PR #1169, opened 2026-03-17
Add real context length to the high-level profile

yangulei:


yangulei:
The new high-level profile will show the `utils: decode_ctx_len` and `utils: prompt_ctx_len` as shown bellow:
image


And with the [helper script](https://github.com/vllm-project/vllm-gaudi/blob/aice/scripts/high_level_profile_to_csv.py) which converts the high-level profile to a `.csv` file, the `ctx_len` and the `bucket_ctx_len` columns show the padding in the `context` dimension as shown bellow:
image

■ ■ ■ ■ ■

● **Your instructions**
Where the records above contain a line with "Add real context", repeat that line and each later line through the end, exactly, and nothing more.

● **Written response**
Add real context length to the high-level profile

yangulei:


yangulei:
The new high-level profile will show the `utils: decode_ctx_len` and `utils: prompt_ctx_len` as shown bellow:
image


And with the [helper script](https://github.com/vllm-project/vllm-gaudi/blob/aice/scripts/high_level_profile_to_csv.py) which converts the high-level profile to a `.csv` file, the `ctx_len` and the `bucket_ctx_len` columns show the padding in the `context` dimension as shown bellow:
image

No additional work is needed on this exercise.